What you are asked to do> Each record has to be returned exactly as it appears.

Dataset records>
PR #235, opened 2021-09-06
banshee: Disable IR and JIT optimizations per default

noah95:
I propose to disable module and jit optimization since in most use-cases optimization takes longer than actual runtime.


SamuelRiedel (approved):
This is fine for me. :+1:

fischeti (approved):

PR #237, opened 2021-09-06
runtime: OpenMP support

noah95:
Okay, another big one:

### runtime
- **event unit** (`eu.c`): All but hart 0 of a cluster enter the event loop. A function with arguments can be pushed to the event queue (`eu_dispatch_push`) by the master hart and then the specified number of threads execute if on `eu_run_empty`. Synchronization is done through the wakeup register and atomics in TCDM. A `CLINT` implementation is also available but is less performant
- **data mover** (`dm.c`): Small event queue specialized for the DM core. Transactions can be queued with `dm_memcpy[2d]_async` and synchronized with `dm_wait`
- **OpenMP** (`omp.c`,`kmp.c`): Basic OpenMP support for static and dynamic scheduling. The `OMPSTATIC_NUMTHREADS` cmake variable can be set to the number of worker cores for a static implementation of OpenMP that is quicker but doesn't support dynamic scheduling
- **test** for `event_unit`, `datamover` and `openmp` that also serve as a usage example
- **snrt** `snrt_memset` utility
- **wakeup** Wakeup register added as peripheral in the `snrt_peripherals` struct. Writes can be done through `snrt_wakeup`
- OpenMP bootstrap macros
- Simple L3 memory allocator
- **interrupt**: clint pointer to TLS for faster access
- **interrupt**: Polling method that reduces the stress on the clint mutex
- `core_idx` is now cached in TLS so that is not computed on each call to `snrt_cluster_core_idx`

### banshee
- Remove base_hartid offset in wakeup register to make consistent with RTL (#246)
- Default to 3 SSR DM

### util
- **annotate** Make `annotate.py` RTL-trace friendly
- **wave** Extended `all_cores.do` wave script with SSR
- **tracevis** Extended with look-ahead so that long load instructions are displayed as such. Works only for RTL traces of course

### ci
- Test dynamic and static openmp implementation

## ToDo
- [x] Put eu/omp data into cluster TCDM if possible
- [x] interrupt: Single mutex lock and check/clear interrupt if interrupt present in clint
- [ ] Get overhead numbers for launch (omp parallel, dm memcpy, ?)
- [ ] make OMPSTATIC_NUMTHREADS=8 the default?


noah95:
Intra-cluster synchronization between worker and data mover core is not guaranteed to work with wakeup register (race conditions), hence the default is now to use the CLINT. Will port this to the cluster-local CLINT once implemented (#248).

sw/snRuntime/src/start_cluster.c
```diff
@@ -55,25 +56,21 @@ void _snrt_init_team(uint32_t cluster_core_id, uint32_t cluster_core_num,
...
-
-    // Allocate memory for a cluster mailbox.
-    team->cluster_mem.end -= sizeof(struct snrt_mailbox);
-    team->cluster_mailbox = (void *)team->cluster_mem.end;
-
+    // TLS caches of frequently used data
     _snrt_team_current = &team->base;
+    _snrt_core_idx =
+        (snrt_hartid() - _snrt_team_current->root->cluster_core_base_hartid) %
+        _snrt_team_current->root->cluster_core_num;
```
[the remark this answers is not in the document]
noah95: Yes absolutely! There is a clear trade-off here between cycles overhead and memory usage. I noticed this when inspecting with `tracevis.py` and moved the heavy-hitters to TLS. If you find any other data that has this characteristic, let me know

util/trace/tracevis.py
```diff
@@ -137,24 +146,27 @@ def parse_line(line, hartid):
...
+    #     if match:
+    #         (time, cyc, priv, cmt) = tuple(
+    #             [match.group(i+1).strip() for i in range(re_acc_line.groups)])
+    #         # use time,cyc from last line
+    #         time, cyc = last_time, last_cyc
+    #         args = pc = ''
+    #         instr = 'acc'
+    #     else:
+    #         print(f'no match in "{line}"')
+    #         return 1
```
zarubaf, line 165: Any reason to keep this?

zarubaf (approved):
Great work @noah95!

.github/workflows/ci.yml
```diff
@@ -46,6 +46,9 @@ jobs:
         toolchain:
         - gcc
         - llvm
+        cmake_args:
+        - ''
```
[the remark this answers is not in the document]
noah95: To run the tests with the default value of `OMPSTATIC_NUMTHREADS`

fischeti (approved):

util/trace/tracevis.py
noah95: Nope

sw/banshee/src/engine.rs
```diff
@@ -696,8 +697,10 @@ impl<'a, 'b> Cpu<'a, 'b> {
                     }
                 } else if (value as usize) < self.wake_up.len() {
                     self.num_sleep.fetch_sub(1, Ordering::Relaxed);
-                    self.wake_up[value as usize - self.engine.base_hartid]
-                        .fetch_max(self.state.cycle + 1, Ordering::Release);
+                    self.wake_up[value as usize].fetch_max(self.state.cycle + 1, Ordering::Release);
```
SamuelRiedel, line 700: This changes how the `wake_up` vector is interpreted. Shouldn't this change also be reflected in the `binary_wfi` and in the clint functions?

SamuelRiedel (approved):
LGTM.

paulsc96 (approved):
From the Banshee changes alone, looks good to me :) Except for the tidbit @SamuelRiedel already pointed out.

sw/banshee/src/engine.rs
noah95: `binary_wfi` already interprets `wake_up` as "offset-free" (entry `0` being the first hart, regardless of `base_hartid`). This is a bug that was not caught by the banshee `wfi` test. Do you agree?

https://github.com/pulp-platform/snitch/blob/fcc67a79f2d4edb31c1ddd17167fb75251d04951/sw/banshee/src/engine.rs#L914-L915

SamuelRiedel: I think this depends on how you handle it in software. If your `base_hartid` is 10, and you want to wake up the core with `hartid` 10, do you write the value `10` or `0` to the wake_up register? My assumption was that you write the `hartid` (10), so you have to remove the offset in Banshee. In your updated version, you'd have to write a zero, right? Meaning the software already removes the offset.

noah95: Correct, the offset is removed in software because that is also how it is in RTL (at least in Snitch, i don't know about mempool). RTL wires bit 0 of the wakeup register to the first hart in the cluster, regardless of the base hartid

SamuelRiedel: Perfect. In this case, everything is good to go from my side. In MemPool, we don‘t have an offset.

PR #240, opened 2021-09-07
ssr: VCS elaboration fixes

paulsc96:
This fixes some errors and warnings reported by VCS due to SSRs during elaboration of Occamy.


zarubaf (approved):
Classics, stumbled over that a couple of times as well. LGTM

PR #241, opened 2021-09-07
occamy: Update generator to include read-only cache memories

paulsc96:
`occamygen` was outdated, resulting in read-only cache SRAMs not being included in the generated `memories.json`. This PR fixes this.


zarubaf (approved):
Perfect, thanks!

PR #243, opened 2021-09-07
soc-regs: Stagger ro-cache reset regions to avoid illegal address rules

paulsc96:
Currently, the default read-only cache address regions cause a fatal assertion failure on simulation. This assertion is unfortunately worded, but valid, as the address decoder used is not designed for address ranges of size 0 or smaller and spews further assertion failures if the former is circumvented.

This MR sets sensible default values for the SoC registers setting the address rules: each rule is set to a 32-bit block continuously addressed from 0 on reset. this should not be an issue, as the cache is bypassed by default.

This could be improved upon with configurable default address ranges, but this might be overkill and needs further configuration validation.


zarubaf (approved):
While I do think this is the wrong fix for the problem, let’s merge this for now as I don’t see any immediate drawbacks and it allows us to make forward progress.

Exercise result>
PR #235, opened 2021-09-06
banshee: Disable IR and JIT optimizations per default

noah95:
I propose to disable module and jit optimization since in most use-cases optimization takes longer than actual runtime.


SamuelRiedel (approved):
This is fine for me. :+1:

fischeti (approved):

PR #237, opened 2021-09-06
runtime: OpenMP support

noah95:
Okay, another big one:

### runtime
- **event unit** (`eu.c`): All but hart 0 of a cluster enter the event loop. A function with arguments can be pushed to the event queue (`eu_dispatch_push`) by the master hart and then the specified number of threads execute if on `eu_run_empty`. Synchronization is done through the wakeup register and atomics in TCDM. A `CLINT` implementation is also available but is less performant
- **data mover** (`dm.c`): Small event queue specialized for the DM core. Transactions can be queued with `dm_memcpy[2d]_async` and synchronized with `dm_wait`
- **OpenMP** (`omp.c`,`kmp.c`): Basic OpenMP support for static and dynamic scheduling. The `OMPSTATIC_NUMTHREADS` cmake variable can be set to the number of worker cores for a static implementation of OpenMP that is quicker but doesn't support dynamic scheduling
- **test** for `event_unit`, `datamover` and `openmp` that also serve as a usage example
- **snrt** `snrt_memset` utility
- **wakeup** Wakeup register added as peripheral in the `snrt_peripherals` struct. Writes can be done through `snrt_wakeup`
- OpenMP bootstrap macros
- Simple L3 memory allocator
- **interrupt**: clint pointer to TLS for faster access
- **interrupt**: Polling method that reduces the stress on the clint mutex
- `core_idx` is now cached in TLS so that is not computed on each call to `snrt_cluster_core_idx`

### banshee
- Remove base_hartid offset in wakeup register to make consistent with RTL (#246)
- Default to 3 SSR DM

### util
- **annotate** Make `annotate.py` RTL-trace friendly
- **wave** Extended `all_cores.do` wave script with SSR
- **tracevis** Extended with look-ahead so that long load instructions are displayed as such. Works only for RTL traces of course

### ci
- Test dynamic and static openmp implementation

## ToDo
- [x] Put eu/omp data into cluster TCDM if possible
- [x] interrupt: Single mutex lock and check/clear interrupt if interrupt present in clint
- [ ] Get overhead numbers for launch (omp parallel, dm memcpy, ?)
- [ ] make OMPSTATIC_NUMTHREADS=8 the default?


noah95:
Intra-cluster synchronization between worker and data mover core is not guaranteed to work with wakeup register (race conditions), hence the default is now to use the CLINT. Will port this to the cluster-local CLINT once implemented (#248).

sw/snRuntime/src/start_cluster.c
```diff
@@ -55,25 +56,21 @@ void _snrt_init_team(uint32_t cluster_core_id, uint32_t cluster_core_num,
...
-
-    // Allocate memory for a cluster mailbox.
-    team->cluster_mem.end -= sizeof(struct snrt_mailbox);
-    team->cluster_mailbox = (void *)team->cluster_mem.end;
-
+    // TLS caches of frequently used data
     _snrt_team_current = &team->base;
+    _snrt_core_idx =
+        (snrt_hartid() - _snrt_team_current->root->cluster_core_base_hartid) %
+        _snrt_team_current->root->cluster_core_num;
```
[the remark this answers is not in the document]
noah95: Yes absolutely! There is a clear trade-off here between cycles overhead and memory usage. I noticed this when inspecting with `tracevis.py` and moved the heavy-hitters to TLS. If you find any other data that has this characteristic, let me know

util/trace/tracevis.py
```diff
@@ -137,24 +146,27 @@ def parse_line(line, hartid):
...
+    #     if match:
+    #         (time, cyc, priv, cmt) = tuple(
+    #             [match.group(i+1).strip() for i in range(re_acc_line.groups)])
+    #         # use time,cyc from last line
+    #         time, cyc = last_time, last_cyc
+    #         args = pc = ''
+    #         instr = 'acc'
+    #     else:
+    #         print(f'no match in "{line}"')
+    #         return 1
```
zarubaf, line 165: Any reason to keep this?

zarubaf (approved):
Great work @noah95!

.github/workflows/ci.yml
```diff
@@ -46,6 +46,9 @@ jobs:
         toolchain:
         - gcc
         - llvm
+        cmake_args:
+        - ''
```
[the remark this answers is not in the document]
noah95: To run the tests with the default value of `OMPSTATIC_NUMTHREADS`

fischeti (approved):

util/trace/tracevis.py
noah95: Nope

sw/banshee/src/engine.rs
```diff
@@ -696,8 +697,10 @@ impl<'a, 'b> Cpu<'a, 'b> {
                     }
                 } else if (value as usize) < self.wake_up.len() {
                     self.num_sleep.fetch_sub(1, Ordering::Relaxed);
-                    self.wake_up[value as usize - self.engine.base_hartid]
-                        .fetch_max(self.state.cycle + 1, Ordering::Release);
+                    self.wake_up[value as usize].fetch_max(self.state.cycle + 1, Ordering::Release);
```
SamuelRiedel, line 700: This changes how the `wake_up` vector is interpreted. Shouldn't this change also be reflected in the `binary_wfi` and in the clint functions?

SamuelRiedel (approved):
LGTM.

paulsc96 (approved):
From the Banshee changes alone, looks good to me :) Except for the tidbit @SamuelRiedel already pointed out.

sw/banshee/src/engine.rs
noah95: `binary_wfi` already interprets `wake_up` as "offset-free" (entry `0` being the first hart, regardless of `base_hartid`). This is a bug that was not caught by the banshee `wfi` test. Do you agree?

https://github.com/pulp-platform/snitch/blob/fcc67a79f2d4edb31c1ddd17167fb75251d04951/sw/banshee/src/engine.rs#L914-L915

SamuelRiedel: I think this depends on how you handle it in software. If your `base_hartid` is 10, and you want to wake up the core with `hartid` 10, do you write the value `10` or `0` to the wake_up register? My assumption was that you write the `hartid` (10), so you have to remove the offset in Banshee. In your updated version, you'd have to write a zero, right? Meaning the software already removes the offset.

noah95: Correct, the offset is removed in software because that is also how it is in RTL (at least in Snitch, i don't know about mempool). RTL wires bit 0 of the wakeup register to the first hart in the cluster, regardless of the base hartid

SamuelRiedel: Perfect. In this case, everything is good to go from my side. In MemPool, we don‘t have an offset.

PR #240, opened 2021-09-07
ssr: VCS elaboration fixes

paulsc96:
This fixes some errors and warnings reported by VCS due to SSRs during elaboration of Occamy.


zarubaf (approved):
Classics, stumbled over that a couple of times as well. LGTM

PR #241, opened 2021-09-07
occamy: Update generator to include read-only cache memories

paulsc96:
`occamygen` was outdated, resulting in read-only cache SRAMs not being included in the generated `memories.json`. This PR fixes this.


zarubaf (approved):
Perfect, thanks!

PR #243, opened 2021-09-07
soc-regs: Stagger ro-cache reset regions to avoid illegal address rules

paulsc96:
Currently, the default read-only cache address regions cause a fatal assertion failure on simulation. This assertion is unfortunately worded, but valid, as the address decoder used is not designed for address ranges of size 0 or smaller and spews further assertion failures if the former is circumvented.

This MR sets sensible default values for the SoC registers setting the address rules: each rule is set to a 32-bit block continuously addressed from 0 on reset. this should not be an issue, as the cache is bypassed by default.

This could be improved upon with configurable default address ranges, but this might be overkill and needs further configuration validation.


zarubaf (approved):
While I do think this is the wrong fix for the problem, let’s merge this for now as I don’t see any immediate drawbacks and it allows us to make forward progress.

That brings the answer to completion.